** Opening Source material block **

PR #2478, opened 2019-01-03
elasticsearch2: fix bulk send for client-mode("http")

furiel:
The motivation of this patchset is to fix https://github.com/balabit/syslog-ng/issues/1993.

Changes:
- flush-timeout() option is added for elasticsearch2 client-mode("http")
- retry mechanism is applied for unsuccessful batch sends
- Fix class loading problem of elasticsearch when compiled with cmake
- `void onMessageQueueEmpty` method in java binding is removed. It is replaced by `int flush()`. API breaking change.
- `boolean send()` method is replaced in java binding is replaced with `int send()`. API breaking change.
- batch-size based flush logic is pulled up into threaded destination driver framework

Notes to reviewers.
- Prior this patchset, the individual destination drivers were responsible for flushing when a batch-lines is reached. I pulled this logic up into logthrdestdrv level, because the batch size accounting is already done there, and this way it is not necessary to inject the current batch size into the individual drivers. With elasticsearch, this led to a major simplification, because a separate java module was responsible for batching. But it also lead to minor simplification in http, afsql, and riemann.
- When pushing down the int send() signature change and int flush() in from `class LogDestination` to `interface EsMessageProcessor`, I separated each layer changes into separate commits. As a result, changes done in a previous patch are reverted in the next patch, but I hope it will not cause much confusion. It gave me a lot of confidence and control over pushing through the changes step by step.
- First I created a separate class for the `boolean send() -> int send()` change to avoid api break as much as possible, which resulted in a little code duplication and strange sounding classes like `class ThreadedStructuredLogDestination`. The api breaking changes are put into the last two patches. If we decide that we want to maintain the api, then I just need to drop those two patches.
(PS: I experimented with java reflection, so that maybe the `Threaded...LogDestination` and `...LogDestination` classes can be merged without breaking the api, but unfortunately getMethod() could not catch the methods of subclasses, so I could not detect with it, if a user provided a send method with int or boolean return value.)

As many modules affected (hdfs, elasticsearch, elasticsearch2, kafka, afsql, http, riemann), I would like to ask for explicit approve form the testers.


furiel:
@kira-syslogng test this please test branch=elastic-bulk;

Kokan:
Also fixes #1095

bazsi:
This pull request **fixes 1 alert** when merging 8eddf1c29f2d0ef7e6be571a2d02b9fa8b37e745 into acc44a062c998c93ced9c9339e923b93084ed5ec - [view on LGTM.com](https://lgtm.com/projects/g/balabit/syslog-ng/rev/pr-962092bf64e6ed57fa583ecde5be137f057537e2)

**fixed alerts:**

* 1 for FIXME comment

---

kira-syslogng:
Build SUCCESS

modules/java/proxies/java-destination-proxy.c
```diff
@@ -145,6 +145,12 @@ __load_destination_object(JavaDestinationProxy *self, const gchar *class_name, c
                                                    self->dest_impl.mi_constructor, handle);
   if (!self->dest_impl.dest_object)
     {
+      jthrowable exc = CALL_JAVA_FUNCTION_VOID(java_env, ExceptionOccurred);
+      if (exc)
+        {
+          CALL_JAVA_FUNCTION_VOID(java_env, ExceptionDescribe);
```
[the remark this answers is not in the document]
furiel: I was experimenting with that, but in the end I could not find a solution after putting a small effort into it.

I found a function call (I don't remember now which was that, but I can regoogle that if interesting) that could extract the error message from the exception, that needed to be converted to utf8 string through java (it was a little bit complex code), and also the result was not satisfactory, because the stacktrace part was missing.

In my case the exception came from the framework itself (missing jar files from make install), and not triggered from user code. Maybe this could be triggered from user code, but users can write their code with appropriate logging that they do not need to rely on us for do so. That's why I did not add to much importance to the matter.

So I left this change in the patchset as good enough. But of course it can probably improved into an msg_error() message later.

modules/java/src/main/java/org/syslog_ng/LogThrDestDrvConsts.java
```diff
@@ -0,0 +1,32 @@
...
+ * Foundation, Inc., 51 Franklin St, Fifth Floor, Boston, MA  02110-1301  USA
+ *
+ * As an additional exemption you are allowed to compile & link against the
+ * OpenSSL libraries as published by the OpenSSL project. See the file
+ * COPYING for details.
+ *
+ */
+
+package org.syslog_ng;
+public abstract interface LogThrDestDrvConsts {
```
lbudai: * use [java enums](https://docs.oracle.com/javase/tutorial/java/javaOO/enum.html) and
* use [static imports](https://docs.oracle.com/javase/1.5.0/docs/guide/language/static-import.html)
(I'd call it `WorkerInsertResults`.)
You can import enum members statically, eg.: 
```java
import static org.syslog_ng.WorkerInserResultCodes.*;
```
In this way you can use these consts the same way then currently but without this weird interface-usage.

modules/java-modules/elastic-v2/src/main/java/org/syslog_ng/elasticsearch_v2/client/http/ESHttpClient.java
```diff
@@ -53,10 +53,11 @@
 import java.security.KeyStoreException;
 import java.io.FileInputStream;
 import org.apache.log4j.PropertyConfigurator;
+import org.syslog_ng.LogThrDestDrvConsts;
 
 import java.io.IOException;
 
-public class ESHttpClient implements ESClient {
+public class ESHttpClient implements ESClient, LogThrDestDrvConsts {
```
lbudai: By replacing `LogThrDestDrvConsts` with a statically imported enum class, you can remove this extra interface.

modules/java-modules/elastic-v2/src/main/java/org/syslog_ng/elasticsearch_v2/messageprocessor/http/HttpBulkMessageProcessor.java
```diff
@@ -57,27 +52,20 @@ private boolean _flush() {
...
 			logger.error(e.getMessage());
-			return false;
+			retval = false;
 		}
 		if (! jestResult.isSucceeded()) {
 			logger.error(jestResult.getErrorMessage());
-			return false;
+			retval = false;
 		}
 		bulk = new Bulk.Builder();
```
lbudai: I think, we could extend `try-catch` with a `finally`, where we could assign a new `Bulk.Builder` to `bulk`·
(and in this case we can keep early returns)

lib/logthrdestdrv.c
```diff
@@ -329,6 +352,9 @@ _perform_inserts(LogThreadedDestWorker *self)
 
       _process_result(self, result);
 
+      if (self->enable_batching && self->batch_size == self->owner->batch_lines)
```
lbudai: shouldn't we check `self->batch_size >= self->owner->batch_lines`?

modules/afsql/afsql.c
```diff
@@ -857,7 +857,7 @@ _batch_lines(const AFSqlDestDriver *self)
 static inline gboolean
 afsql_dd_should_commit_transaction(const AFSqlDestDriver *self)
```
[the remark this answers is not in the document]
furiel: _batch_lines still needed in the init method of afsql, to initialize the default batch_lines variable to custom value (which is different than the default value of logthrdestdrv).

modules/java-modules/elastic-v2/src/main/java/org/syslog_ng/elasticsearch_v2/messageprocessor/ESMessageProcessor.java
```diff
@@ -24,5 +24,5 @@
 package org.syslog_ng.elasticsearch_v2.messageprocessor;
 
 public interface ESMessageProcessor {
```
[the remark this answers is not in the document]
furiel: Thanks for the comment. I implemented this, and the patchet is simplified considerably.

modules/java-modules/elastic-v2/src/main/java/org/syslog_ng/elasticsearch_v2/client/http/ESHttpClient.java
furiel: I resolve this, because in the end I could eliminate the whole class.

modules/java-modules/elastic-v2/src/main/java/org/syslog_ng/elasticsearch_v2/messageprocessor/http/HttpBulkMessageProcessor.java
furiel: Indeed, it resulted in a much cleaner code. Thanks for the comment.

lib/logthrdestdrv.c
furiel: fixed thanks

modules/java/src/main/java/org/syslog_ng/LogThrDestDrvConsts.java
furiel: I resolve this because in the end I could eliminate the whole class.

furiel:
@kira-syslogng test this please test branch=elastic-bulk;

bazsi:
This pull request **fixes 1 alert** when merging c337706caf28d2d47b8b3aaec975aaafcb553d4e into 4e125dd2fdc7a11df8133dab0753dade9f8a6647 - [view on LGTM.com](https://lgtm.com/projects/g/balabit/syslog-ng/rev/pr-11a8fcf97599a68b880d0a37b5418dff4048aaaa)

**fixed alerts:**

* 1 for FIXME comment

---

modules/java/proxies/java-destination-proxy.c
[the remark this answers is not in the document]
Kokan: I do not think this is mandatory as; there is a general error about a missing constructor via internal log, so the user could be notified that something is wrong; this just gives an extra help for finding it out.
Maybe this could be moved to debug level; but I am fine with it as it is.

furiel:
@kira-syslogng test this please test branch=elastic-bulk;

kira-syslogng:
Build SUCCESS

furiel:
The regression passed for this codechange.

kira-syslogng:
Build FAILURE

furiel:
@kira-syslogng test this please test branch=elastic-bulk;

kira-syslogng:
Build SUCCESS

modules/java/native/java-destination.c
```diff
@@ -173,7 +173,15 @@ java_dd_deinit(LogPipe *s)
 gint
 java_dd_send_to_object(JavaDestDriver *self, LogMessage *msg)
 {
-  return java_destination_proxy_send(self->proxy, msg);
+  gint result = java_destination_proxy_send(self->proxy, msg);
+  if (result < 0 || result >= WORKER_INSERT_RESULT_MAX)
+    {
+      msg_error("java_destination: worker insert result out of range. Retrying message later",
```
Kokan: optional: the message could include destination location tag

furiel: Good idea, fixed thanks.

furiel:
@kira-syslogng test this please test branch=elastic-bulk;

bazsi:
This pull request **fixes 1 alert** when merging 1731ad7ba0e5b7e7c70dc60929d32a116963010d into 9554237671dca75107f8c071d7ba3b345195d5b9 - [view on LGTM.com](https://lgtm.com/projects/g/balabit/syslog-ng/rev/pr-9d84f9c426d7838941b46a4d086ab55dcb2ed9f1)

**fixed alerts:**

* 1 for FIXME comment

---

kira-syslogng:
Build SUCCESS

** Closing Source material block **

Looking at the data above, show all lines where the word "user" occurs.

▸ Solution below:
(PS: I experimented with java reflection, so that maybe the `Threaded...LogDestination` and `...LogDestination` classes can be merged without breaking the api, but unfortunately getMethod() could not catch the methods of subclasses, so I could not detect with it, if a user provided a send method with int or boolean return value.)
In my case the exception came from the framework itself (missing jar files from make install), and not triggered from user code. Maybe this could be triggered from user code, but users can write their code with appropriate logging that they do not need to rely on us for do so. That's why I did not add to much importance to the matter.
Kokan: I do not think this is mandatory as; there is a general error about a missing constructor via internal log, so the user could be notified that something is wrong; this just gives an extra help for finding it out.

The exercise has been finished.